Moneybox

Ad Report Card: Timex

A consistent challenge for established brands is coming up with marketing campaigns that get people excited about something they’ve already heard of. Like Timex watches. After all, the old Timex, “Takes a licking and keeps on” etc., ads had one of the most memorable taglines ever. Many years later, however, the selling point of watches now tends to be glamour and fashionable individuality, not durability. And so this installment of the Ad Report Card looks at a recent Timex spot that seems aimed at updating the brand’s image a bit. (You can view the ad here, by way of the Web site Adcritic.com, which requires the use of QuickTime.) And I suppose it does that, although the details of the new Timex message are perhaps a little confusing.

The Ad: The spot itself is a small epic, a full minute in length. Set in a dark and threatening urban setting, the ad seems designed in part to suggest The Matrix: The hero is a vaguely Keanu-ish guy in a suit, squaring off against an assortment of vinyl-wearing thugs in quasi-supernatural martial-arts bouts. It begins with Virtual Keanu bursting through a door and leaping from a rooftop into an alleyway. Two Vinyled Meanies–one bald and one with big metal claws for hands–are close behind. Pumping synth-and-drum-machine music gathers steam in the background. Virtual Keanu pauses to set the timer on his watch, which is a Timex. He kicks and punches his foes, then grabs Bald’s arm and fiddles with his watch and does the same in his next exchange of fisticuffs with Claws. Both the meanies are also wearing Timex models.
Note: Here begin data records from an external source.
PR #377, opened 2020-04-27
Replace references to `test` subdir

worldofgeese:
Test apps now reside at `examples`. The redirect presently at `test` does not recurse correctly when invoking `oc new-app`.

### DIFF
--- a/3.6/README.md
+++ b/3.6/README.md
@@ -37,13 +37,13 @@ Building a simple [python-sample-app](https://github.com/sclorg/s2i-python-conta
 in Openshift can be achieved with the following step:
 
     ```
-    oc new-app python:3.6~https://github.com/sclorg/s2i-python-container.git --context-dir=3.6/test/setup-test-app/
+    oc new-app python:3.6~https://github.com/sclorg/s2i-python-container.git --context-dir=examples/setup-test-app/
     ```
 
 The same application can also be built using the standalone [S2I](https://github.com/openshift/source-to-image) application on systems that have it available:
 
     ```
-    $ s2i build https://github.com/sclorg/s2i-python-container.git --context-dir=3.6/test/setup-test-app/ rhscl/python-36-rhel7 python-sample-app
+    $ s2i build https://github.com/sclorg/s2i-python-container.git --context-dir=examples/setup-test-app/ rhscl/python-36-rhel7 python-sample-app
     ```
 
 **Accessing the application:**


frenzymadness:
Thank you for the PR. Could you please explain what happens to `oc new app` if a context directory is a symlink?

frenzymadness:
BTW, the code in this repository is managed via distgen so I cannot merge this but we can definitely discuss a fix together and I can then take care of it.

worldofgeese:
> Thank you for the PR. Could you please explain what happens to `oc new app` if a context directory is a symlink?

Thank you for considering it! Here are the complete logs:
`Cloning "https://github.com/sclorg/s2i-python-container.git" ...
	Commit:	5aefd307e6340f4c82ea4b1904aaaaa790bafb67 (Merge pull request #374 from sclorg/python_venv)
	Author:	Lumír 'Frenzy' Balhar <lbalhar@redhat.com>
	Date:	Fri Apr 3 13:15:26 2020 +0200
error: provided context directory does not exist: test/setup-test-app
`
Unrelatedly, I'm also having issues making use of the Python 3.8 imagestream, something about a missing assemble for s2i. I'm investigating that one but for now have dropped to using 3.6.

pkubatrh:
From the log it looks like you might be missing the `3.6` part of the context dir path. I tried the same command from the docs on my local Openshift 3 cluster and it managed to build the image without any issues.

pkubatrh:
As for the image stream issue - what image are you building on top? Afaik no rhel-based s2i-enabled python 3.8 image is released yet, and even if it was it would be very weird for it to not have the assemble script.

worldofgeese:
> From the log it looks like you might be missing the `3.6` part of the context dir path. I tried the same command from the docs on my local Openshift 3 cluster and it managed to build the image without any issues.

You're right about this, I feel like a real tool now. :facepalm: 



> As for the image stream issue - what image are you building on top? Afaik no rhel-based s2i-enabled python 3.8 image is released yet, and even if it was it would be very weird for it to not have the assemble script.

Try to run `oc new-app python:3.8~https://github.com/sclorg/s2i-python-container.git --context-dir=3.8/test/setup-test-app --strategy=source` and you will get the same errors I did.

pkubatrh:
Glad to hear adding the full path did the trick for you.

Running the command you provided I see: `Found Docker image a6be143 (4 days old) from Docker Hub for "python:3.8"`
Can you confirm your command picked up the same? It is unlikely a python image from Dockerhub (other than sclorg centos7 based ones) will be s2i-enabled.

worldofgeese:
> Glad to hear adding the full path did the trick for you.
> 
> Running the command you provided I see: `Found Docker image a6be143 (4 days old) from Docker Hub for "python:3.8"`
> Can you confirm your command picked up the same? It is unlikely a python image from Dockerhub (other than sclorg centos7 based ones) will be s2i-enabled.

Confirmed. So given no s2i-enabled RHEL image `oc` is going out and picking the next best thing it can find, which is not s2i-enabled, is that right thinking?

pkubatrh:
As far as I can tell that is what is happening here

PR #378, opened 2020-05-20
Add Python 3.8 for RHEL8 and preparation for RHEL7 and CentOS

torsava:
Note that rh-python38 container for EL7 still uses virtualenv instead of venv in distgit. But I think it's time to update it to venv.

### DIFF
--- a/specs/multispec.yml
+++ b/specs/multispec.yml
@@ -81,20 +81,20 @@ specs:
                   'libffi-devel', 'libtool-ltdl enchant', 'redhat-rpm-config']
 
   version:
-    "3.7":
-      version: "3.7"
-      short_ver: "37"
-      base_img_version: "1"
-      python_img_version: "1"
-      scl: "rh-python37"
-      pkg_prefix: "python3"
-
     "3.8":
       version: "3.8"
       short_ver: "38"
       base_img_version: "1"
       python_img_version: "1"
       scl: "rh-python38"
+      pkg_prefix: "python3"
+
+    "3.7":
+      version: "3.7"
+      short_ver: "37"
+      base_img_version: "1"
+      python_img_version: "1"
+      scl: "rh-python37"
       pkg_prefix: "python3"
 
     "3.6":
--- a/specs/multispec.yml
+++ b/specs/multispec.yml
@@ -64,8 +64,7 @@ specs:
       fedora_version: "31"
       s2i_base: registry.fedoraproject.org/f31/s2i-base
       img_tag: "latest"
-      python_pkgs: ['python3', 'python3-devel', 'python3-setuptools', 'python3-pip',
-                    'python3-virtualenv']
+      python_pkgs: ['python3', 'python3-devel', 'python3-setuptools', 'python3-pip']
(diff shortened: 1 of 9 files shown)


torsava:
There are some problems with the repos, so I'm trying something by manually editing the generated Dockerfile. Do not merge.

torsava:
RHSCL 3.5 is not out yet, thus RHEL7 and CentOS7 are not building yet. I've added them to the excludes, and we can enable them later.

I've tested that the RHEL7 version works using [devel repos](https://github.com/sclorg/postgresql-container/blob/master/src/Dockerfile#L65), but after talking to @pkubatrh I think it's better to wait for the GA so as not to leave the devel repos forgotten there.

torsava:
After this is merged, I'll open a PR for CentOS and RHEL7 to be merged when their repos are available.

torsava:
All tests passed!

specs/multispec.yml
```diff
@@ -48,15 +48,16 @@ specs:
...
       base_pkgs: ['nss_wrapper', 'httpd', 'httpd-devel', 'mod_ssl',
                   'mod_auth_gssapi', 'mod_ldap', 'mod_session',
                   'atlas-devel', 'gcc-gfortran', 'libffi-devel', 'libtool-ltdl enchant']
       extra_pkgs:
-        "2.7": ['{{ spec.pkg_prefix }}', '{{ spec.pkg_prefix }}-devel', 'glibc-langpack-en']
-        "3.6": ['python36', 'python36-devel']
-      ubi_versions: ['2.7', '3.6']
+        "2.7": ['{{ spec.pkg_prefix }}', '{{ spec.pkg_prefix }}-devel', 'glibc-langpack-en',
+                    '{{ spec.pkg_prefix }}-virtualenv']
+        "3.6": ['python36', 'python36-devel', '{{ spec.pkg_prefix }}-virtualenv']
```
frenzymadness, line 58: I'd use `{{ spec.pkg_prefix }}` everywhere, which means:
* remove `pkg_prefix` from Python 3.7 — it should not be used there
* redefine `pkg_prefix: "python3"` → `pkg_prefix: "python36"` for Python 3.6
* use `'{{ spec.pkg_prefix }}` for all `extra_pkgs` in RHEL 8.

WDYT?

torsava: You're right this is a bit inconsistent, the problem is that we can't do this:

> * redefine `pkg_prefix: "python3"` → `pkg_prefix: "python36"` for Python 3.6

Because in RHEL8 the python3 packages are called "python3-foo", but the python3 interpreter is called "python36" - the prefix is different for each.

However, I could use `{{ spec.pkg_prefix }}` for `python38{,-devel}` so that it's unified with python2. Does that sound ok?

frenzymadness: Yes, please do.

torsava: Amended the commit, please take a look!

torsava:
Issues resolved, waiting for CI before merge.

frenzymadness:
[test]

frenzymadness:
[test-openshift]

torsava:
[test]

frenzymadness:
Thank you!

PR #379, opened 2020-05-25
Reorder imagestreams

phracek:
This commit only reorder imagestream.
First is the latest tag and second is the latest version

### DIFF
--- a/imagestreams/python-centos7.json
+++ b/imagestreams/python-centos7.json
@@ -29,26 +29,6 @@
         }
       },
       {
-        "name": "2.7",
-        "annotations": {
-          "openshift.io/display-name": "Python 2.7",
-          "openshift.io/provider-display-name": "Red Hat, Inc.",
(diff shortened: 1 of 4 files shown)


phracek:
In reference to PR, why this change is needed https://github.com/sclorg/ansible-tests/pull/4

phracek:
@torsava @frenzymadness Can you please look at it? The PR itself only moves the latest version right after the latest tag. Nothing to more complicated.

torsava:
@phracek I did take a look already. The changes indeed reorder the imagestreams. +1

torsava:
@phracek Should Python 3.8 be added as the first entry, when it's available for all platforms?

phracek:
@torsava If it is already available for RHEL and CentOS, then yes. But images itself are not available in registry yet.

@pkubatrh What do you think?

torsava:
> @torsava If it is already available for RHEL and CentOS, then yes. But images itself are not available in registry yet.

Oh absolutely, I'm not saying you should delay the PR to wait. Just asking whether this needs to be done later. +1

frenzymadness:
Looks good to me, thank you!

PR #388, opened 2020-06-23
Isolated fix for pip

frenzymadness:


frenzymadness:
Failure on Fedora is expected because of the data center move.

PR #380, opened 2020-05-27
Add Python 3.8 for RHEL7

torsava:
This is a follow up to PR https://github.com/sclorg/s2i-python-container/pull/378 which prepared the repo for Python 3.8 for RHEL7 and CentOS, but the RHSCL 3.5 repos were not yet available. This PR is to be merged when the repos become available.

PR #389, opened 2020-06-23
Add Python 3.8 for CentOS7

torsava:
Follow up on https://github.com/sclorg/s2i-python-container/pull/380.


frenzymadness:
Manually rebased and the CI seems to be finally green.

torsava:
Woohoo!!

PR #391, opened 2020-07-08
Fix docs for PIP_INDEX_URL

torsava:
@frenzymadness I think we left this in by accident.

### DIFF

Now Virtual K performs a Matrix-like flip off the alley wall–and then his rivals’ watch alarms sound, and both pause and stare at the wrists as if trying to remember an appointment. (So that’s what our hero was up to!) Virtual Keanu promptly executes an exciting double face-kick that I suspect would be thwarted by the laws of physics in the real world. Suddenly a third Meanie (also bald, but sporting a goatee) leaps onto the scene. After a dubious exchange of martial-arts maneuvers, the men are monetarily deadlocked, until Goatee is distracted by Virtual Keanu’s beeping alarm–which he had quickly set earlier in the ad, you’ll remember–and yet another supernatural kick, this time involving a back flip, sends the meanie hurtling out of the frame once and for all. VK blows the dust off his watch like a gunslinger clearing smoke from the barrel of a six-shooter. We get one last look at the watches, and the slogan: “Timex i-Control Setting Systems. Ridiculously easy to use.”

What It’s Trying To Say: On some level, the ad suggests that Timex watches are exciting and stylish by plunging them into the center of an exciting battle among vaguely stylish people. We get a good look at the watches themselves, and some of them look OK–if not quite stylish, then not embarrassingly stupid, either. However, the most important message seems to be ease of use: The whole drama seems to turn on just how “ridiculously easy” it is for Virtual Keanu to fiddle with the functions on a Timex–why, he was even able to set alarms on his opponents’ watches during a fistfight.

What’s Odd About This Message: I don’t know about you, but I don’t think of watches as being incredibly complicated things. I sort of take it as a given, when I buy a watch, that I’ll be able to figure out how to use it pretty quickly. Admittedly, I don’t buy really souped-up digital watches with millions of functions (which I last remember being popular when I was a junior-high student, envious of the kid with a calculator watch), but I suspect that people who are interested in such devices are also capable of operating them. I just can’t remember anyone complaining to me that his or her old watch sure was great–except it was just too hard to use. People complain about their computers, about their VCRs, but their watches?

The Grade: C+. Even if the main message is a little weird, and the ad’s action is a little hard to follow, at least the spot associates the Timex brand with excitement and style, which is a starting point. Breathing new life into an old brand, it turns out, is not so ridiculously easy.